Ventotto anni insieme senza conoscersi nemmeno per nome: questa la storia di un famoso scrittore e della sua domestica, coppia nella vita solamente per una sera in cui improvvisamente decidono di iniziare un dialogo dagli esiti insospettabili.
Diamoci del tu è una commedia scritta nel 2012 dal pluripremiato drammaturgo canadese Norm Foster, tradotta da Danilo Rana e adattata per la scena da Pino Tierno. Sul palco i grandi Enzo Decaro ed Anna Galiena in un dialogo serrato che tocca i più svariati temi. Lo spettacolo, prodotto da Enzo Sanny e diretto da Emanuela Giordano, racconta il bisogno dell’essere umano di raccontarsi, confidarsi ed esistere in questo modo nelle parole e nei gesti di un’altra persona prima dell’inevitabile appuntamento con la morte al quale siamo tutti chiamati.
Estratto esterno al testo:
PR #810, opened 2025-05-31
Skip nested metadata when writing out NPZ files

psavery:
NPZ files do not support nested metadata. When we write them out, they produce an NPZ file that requires `allow_pickle=True` to open, and we do not want to perform that within hexrd or the GUI for security reasons.

While saving an NPZ file, if we encounter a nested metadata item, print a warning that it will be skipped, and skip over it.


psavery:
Merging as this is somewhat urgent...

PR #963, opened 2026-08-31
Add old "_newton" variants of ge_41rt

psavery:
If a user specifies "_newton" at the end of the ge_41rt name, the old newton methods will be used.

We actually really need the old newton method in some cases, including a GE detector at APS, which appears to have a pincushion effect. The new ge_41rt closed-form cubic solver method **cannot** model the pincushion effect, so we must use the old newton method for it.


saransh13 (approved):
LGTM

PR #965, opened 2026-09-04
Read the space-group setting from CIF files

psavery:
# Overview

The reader discarded the setting and always used the default, so a CIF written in the second origin choice imported with its atoms in the wrong places.  Read it from the coordinate-system code or the Hermann-Mauguin suffix, reject settings hexrd cannot represent, and default consistently with the rest of hexrd when a file omits it.

# Affected Workflows

All. But only for using the second sgsetting, which is somewhat uncommon.

### DIFF
--- a/hexrd/core/material/material.py
+++ b/hexrd/core/material/material.py
@@ -72,10 +72,14 @@ def _key(x):
 
 
 def get_default_sgsetting(sgnum):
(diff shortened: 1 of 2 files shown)


psavery:
This will involve more extensive changes to the symmetry operations in hexrd, so putting this in a draft til we get those in.

PR #967, opened 2026-09-08
Avoid overflow in eta-omega histograms

### LINKED ISSUE #964: uint16 image weights silently overflow when generating eta-omega histograms
### Describe the bug

In `hexrd/core/instrument/hedm_instrument.py`, `_run_histograms()` preserves the input image `dtype` [when it is cast to an array]((https://github.com/hexrd/hexrd/blob/bea0d5281e07882f52b2cd9d2e8d88cf8702c49f/hexrd/core/instrument/hedm_instrument.py#L2540)).

Detector images can have dtype `uint16`. The image values are subsequently passed to `numpy.histogram()` as weights:

```python
result = histogram(
    pixel_etas,
    bins=eta_edges,
    weights=image[pixel_ids],
)[0]
```

numpy uses the dtype of `weights` as the dtype of the histogram accumulator, so, a `uint16` image produces a `uint16` histogram. Any eta-bin sum greater than 65,535 silently wraps around rather than being represented correctly.

A possible fix is to convert the histogram weights to a sufficiently wide type before accumulation, preferably when preparing the image:

```python
image = np.asarray(image, dtype=np.uint32)
```

### Impact

I cannot work around the issue

### Reproduction

Run the following Python snip to see the issue firsthand.

```python
import numpy as np

values = np.array([0.1, 0.2])
weights = np.array([40_000, 40_000], dtype=np.uint16)

hist, _ = np.histogram(values, bins=[0.0, 1.0], weights=weights)

print("Expected:", 80_000)
print("Actual:", hist[0])
print("Histogram dtype:", hist.dtype)
```

### Version

```shell

```

### Affected Workflows

- [x] core
- [ ] EDD
- [x] HEDM
- [ ] Powder
- [ ] Laue

psavery:
# Overview

Promote selected histogram weights to float64 before accumulation. Add a regression test for uint16 bin totals above 65,535.

# Affected Workflows

HEDM

Fixes: #964

### DIFF
--- a/hexrd/core/instrument/hedm_instrument.py
+++ b/hexrd/core/instrument/hedm_instrument.py
@@ -2553,7 +2553,11 @@ def _run_histograms(rows, ims, tth_ranges, ring_maps, ring_params, threshold):
 
             # Unpack the params
             pixel_etas, eta_edges, pixel_ids, bins_on_detector = params
-            result = histogram(pixel_etas, bins=eta_edges, weights=image[pixel_ids])[0]
+            result = histogram(
+                pixel_etas,
+                bins=eta_edges,
+                weights=np.asarray(image[pixel_ids], dtype=np.float64),
+            )[0]
 
             # Note that this preserves nan values for bins not on the detector.
             this_map[i_row, bins_on_detector] = result[bins_on_detector]
--- a/tests/core/instrument/test_hedm_instrument.py
+++ b/tests/core/instrument/test_hedm_instrument.py
@@ -1,0 +1,22 @@
+import numpy as np
+
+from hexrd.core.instrument.hedm_instrument import (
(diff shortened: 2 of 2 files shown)


psavery:
@ZackAttack614 Numpy accumulates histogram weights using the weights’ dtype, so converting to uint32 only moves the overflow boundary and does not fix the general problem. Converting just the selected weights to float64 prevents integer wrap while avoiding the memory cost of converting the entire image.

ZackAttack614 (approved):
This is great, thanks for fixing this! I'd love to hear from @donald-e-boyce about whether this resolves some of the find-orientations issues he was seeing earlier in the year.

psavery:
@donald-e-boyce Let us know when you try it out...

PR #968, opened 2026-09-10
Remove the JHE pinhole model

psavery:
# Overview

The JHE approximation disagreed in sign with Eggert's model as implemented in Rygg's own reference script, and its map variant referenced an undefined name, so it could never have run.  The one remaining model is now simply PinholeDistortion, with the old name kept as an alias.

# Affected Workflows

HED

xref: https://github.com/HEXRD/hexrdgui/pull/2051


saransh13 (approved):
LGTM.

PR #970, opened 2026-09-14
Texture basic operations

bnmajor:
# Overview

Adds `+` and `-` between ODF objects, producing a new `CompositeODF` that evaluates as a linear combination of its terms plus a constant offset in MRD:

    f(g) = c + Sum_i a_i * f_i(g)

## API changes

New, exported from `hexrd.phase_transition.texture`: `CompositeODF`, `ODFArithmetic`

Changed:

- `UniformODF` and `UnimodalODF` now inherit from `ODFArithmetic`. They gain +, -, and unary -.
- Constants are supported on either side: `odf + 2.0`, `2.0 + odf`, `odf - 2.0`, `2.0 - odf`
- `DeLaValleePoussinKernel` and `UnimodalODF` expose the resolved symmetry operators as `crystal_symmetry_quats` and `sample_symmetry_quats`.
- `texture_index` emits a `RuntimeWarning` when the sampled ODF takes negative values, since the index is then not meaningful.

## Symmetry compatibility

Operands must share the same crystal and sample symmetry. Compatibility is checked by comparing the resolved symmetry operators rather than the labels, so alias labels agree (`'ci'` vs `'triclinic'`), array-valued symmetries are checked, and an ODF with no symmetry is the identity group rather than a wildcard. Mismatches raise `ValueError`.

## Tests

- Added `tests/test_odf_arithmetic.py` (42 tests)
- Changed `tests/test_delavalleepoussin_kernel.py`: constants replaced by three helpers.
- Changed `tests/test_texture_norm.py` (one docstring)

# Affected Workflows

No existing workflows change behavior.

Who should know:

- Anyone building ODF models on `phase_transition.texture`** gains `+` and `-`, and should understand that results are not renormalized. This is documented on the methods.

# Documentation Changes

Docstrings have been added, no other documentation changes.


psavery:
@bnmajor I made a few fixes/changes in the commits I just pushed. Look over them and let me know if you agree. If you do, I'll approve.

bnmajor:
@psavery Your changes look good to me - thanks!

PR #971, opened 2026-09-15
Pin crossenv <1.6 for osx-arm64 cross build

psavery:
# Overview

crossenv 1.6.1 (conda-forge, 2026-09-14) rejects every *-apple-darwin* triple with "Unknown Apple compiler triple", aborting all osx-arm64 cross builds in the MacOSX packaging job. Pin to the previous release until robotpy/crossenv#166 is released on conda-forge.


psavery:
This was necessary to fix CI

PR #972, opened 2026-09-15
update shkl and bkg before running refinement.

saransh13:
These parameters were not getting updated if no parameters were refined, such as the case when user manually changed parameter and simply wants to compute the spectrum. Now both `shkl` and `bkg` parameters are updated before `computespectrum` is called. Also updated `Rwp`, `Rwpb` and `gofF` is printed.

# Affected Workflows
None


hexrd/powder/wppf/WPPF.py
```diff
@@ -2244,8 +2257,11 @@ def Refine(self):
                 f"Rwp: {self.Rwp * 100.0:.2f} % Rwpb: {self.Rwpb * 100.0:.2f} % and chi^2: {self.gofF:.2f}\n"
             )
         else:
-            logger.info("Nothing to refine.")
             self.computespectrum()
+            logger.info(
+                f"Nothing to refine."
```
psavery:
```suggestion
                "Nothing to refine.\n"
```

hexrd/powder/wppf/WPPF.py
psavery, line 1452: If the user manually edits parameters, we would need to ensure they get updated here before `CalcIobs()` is called.

```suggestion
        # apply any manual parameter edits before partitioning the
        # intensities, since CalcIobs uses the peak shape and shkl values
        self._set_params_vals_to_class(
            self.params, init=False, skip_phases=False, force=True
        )
        self._update_shkl(self.params)
        self._update_bkg(self.params)

        self.CalcIobs()
```

psavery: Prevent a double print of the metrics when nothing was refined.

```suggestion
        # When nothing was refined, Refine() already printed the metrics
        if print_to_screen and self.res is not None:
            logger.info(
                f"Rwp: {self.Rwp * 100.0:.2f} % Rwpb: {self.Rwpb * 100.0:.2f} % and chi^2: {self.gofF:.2f}\n"
            )
```

psavery: I think this suggestion for some reason didn't show that the previous `self.CalcIobs()` should be deleted, or moved to line 1452, so if you accept this, make sure we don't get duplicate `self.CalcIobs()` calls.

psavery: Same for this suggestion. Seems it didn't work properly for some reason.

psavery: Maybe manually copy/paste them

psavery (approved):

PR #2539, opened 2024-06-13
feat(deploy-webhook): accept both GET and POST requests to trigger the deployment webhook

trm217:
As to why I propose this change: 

> According to coolify's API documentation, the [deployment webhook](https://coolify.io/docs/api-reference/deploy-webhook) requires a GET request for the deployment to be triggered (given the correct params + authorization header).
If the endpoint is called with a request using the POST HTTP-method, a 404 HTML-page is returned.
>
>There are a bunch of services that always send post requests to configured webhooks.
For example DatoCMS, https://github.com/coollabsio/coolify/discussions/2538 and doesn't allow for calling webhooks with a GET request.
>
>I would suggest, that it would be an easy fix, for coolify to accept both a GET/POST request for the deployment webhook endpoint.

See [this discussion](https://github.com/coollabsio/coolify/discussions/2538) 👆🏻.

This PR changes the endpoint '/v1/api/deploy' to accept POST and GET requests, instead of just GET requests. 
Given that certain services can only call webhooks with POST requests, and the controller can handle both anyways, I see this as an easy fix for this problem.


andrasbacsai:
> @andrasbacsai What are your thoughts? :)

It makes sense, however, I already changed that before I saw this PR, so I will close this. 😃

Issue #2563, opened 2024-06-15
[Bug]: Incorrect docker-compose message when not able to connect with GitHub


matpratta:
### Description

When creating a new resource from GitHub (in my case, I used the deploy key method), if you happen to use the incorrect address (for example, the repository's HTTP address) it will return an error message saying the `docker-compose.yaml` file was not found instead of telling the repository address is incorrect.

Fixes by using the SSH address instead, but not very obvious at first glance.

### Minimal Reproduction (if possible, example repository)

1. Create a new resource from GitHub, if possible, of a private repository using a deploy key;
2. Make sure you use the Docker Compose option;
3. Use the repository's HTTP address instead of SSH;
4. An error message telling the `docker-compose.yaml` file not being found will show up, instead of telling Git address is incorrect;

### Version

v4.0.0-beta.297

komali2:
I may be having this issue, the project can't find my docker-compose file but I'm 100% getting the filename correct.

matpratta:
@komali2 there's a chance you might have added the HTTPS address instead of SSH, try changing it to see if it helps. The PRs should've fixed it, but I don't think they got reviewed/merged yet.

komali2:
@matpratta thanks for the shout.  I updated to v4.0.0-beta.341 and confirmed the repo source is using ssh (I also tested https cause why not)

![2024-09-20-151624_1105x378_scrot](https://github.com/user-attachments/assets/4c7c1d5a-f182-442f-b3b8-d619355f0208)

still getting the error :(

matpratta:
@komali2 I think this one wasn't merged yet, maybe @andrasbacsai has any feedback if I need to do any changes first?

andrasbacsai:
This will be fixed in the next version.

PR #2567, opened 2024-06-16
fix: show proper error message on invalid Git source

matpratta:
This PR fixes an issue when deploying Git repositories with Docker Compose, where the error message would incorrectly say the `docker-compose.yaml` file was not found instead of saying the Git source is invalid.

It should also resolve my previous issue #2563 

One potential improvement here would be to do the same check everywhere that involves a Git source, possibly even before creating the Resource itself.


andrasbacsai:
Thank you for the PR!

PR #2568, opened 2024-06-16
fix: convert HTTP to SSH source when using deploy key on GitHub

matpratta:
This PR aims to improve the overall user experience by handling cases when an HTTP(S) Git URL is provided instead of an SSH one, for deployments using Deploy Key.

The incorrect URL is parsed and converted into an SSH one, based on the currently attributed "source".
Currently, GitHub is supported but should be very straightforward to expand for other providers too.

Somewhat related to my earlier issue #2563 as that was what originally caused it, though the issue itself should have been fixed on PR #2567.


andrasbacsai:
Thank you for the PR! I will extend it a bit (with tests) and merge it!

PR #2593, opened 2024-06-18
Allow changing git repository

victorlap:
Currently the repository location cannot be updated. I renamed my project and needed this. 

I already tested it with manually adjusting the html and so far everything keeps working as expected.


andrasbacsai:
Thank you for the PR!

It was disabled for a reason (but do not remember why 😆), so lets reenable.

victorlap:
I figured, but let's fix that instead then :)

Issue #2612, opened 2024-06-20
[Bug]: Healthcheck for Postgresql in the Authentic service could not get in healthy state


martonsz:
### Description

Healthcheck for Postgresql in the Authentic service could not reach a healthy state. This is because the compose variable SERVICE_USER_POSTGRESQL is used as a container env variable in the healthcheck. 
A quickfix is to use the container env variable POSTGRES_USER which receives the data from the compose variable SERVICE_USER_POSTGRESQL.

### Minimal Reproduction (if possible, example repository)

Create and start the Authentic service. Watch how Postgres never gets healthy.

### Version

v4.0.0-beta.297

martonsz:
Here is a PR that fixes this issue: https://github.com/coollabsio/coolify/pull/2613

PR #2613, opened 2024-06-20
Fix healthcheck for Postgres in Authentic service

martonsz:
Postgres would never get in healthy state because the environment variable SERVICE_USER_POSTGRESQL was never set inside the container. Using POSTGRES_USER container env instead which receives the value from SERVICE_USER_POSTGRESQL.

Also adding the condition "service_healthy" for the depends_on. This will make the Authentic containers to wait for Postgres and Redis to be healthy before starting.

Fixes [#2612](https://github.com/coollabsio/coolify/issues/2612)


andrasbacsai:
Thank you for the PR!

La scena scarna, elegante ma grigia ben si addice alla vita del solitario scrittore troppo preso da sé stesso che una sera decide di iniziare un semplice dialogo con la domestica al suo servizio da ventotto anni, di cui paradossalmente non conosce nemmeno il nome. Superato l’iniziale imbarazzo di lei a causa della situazione inaspettata a cui non può e non vuole in fondo sottrarsi, il dialogo si trasforma pian piano in un excursus delle rispettive vite dei due protagonisti di mezz’età, induriti e provati dalle sofferenze della vita che li hanno portati fin lì.
Il dialogo procede così in territori spinosi attraverso pause e momenti di tensione superati grazie all’aiuto di qualche “buon” bicchierino fino a quando la domestica, ormai completamente disinibita dall’alcool, non confessa al proprio datore di lavoro l’amore che prova per lui da tempo ma mai manifestato. Del resto, il motivo dell’improvviso interesse dello scrittore per la domestica è da attribuirsi ad una malattia rara appena diagnosticatagli: da questo momento la commedia lascia i toni leggeri e a tratti divertenti, rendendo il finale malinconico e dal leggero retrogusto amaro.
Anna Galiena ed Enzo Decaro si rivelano ottimi interpreti dei complessi personaggi che in una sera si scoprono, donandosi l’uno all’altra in un perfetto equilibrio che denota una grande empatia artistica nonostante una regia tutto sommato statica e nell’insieme poco armoniosa.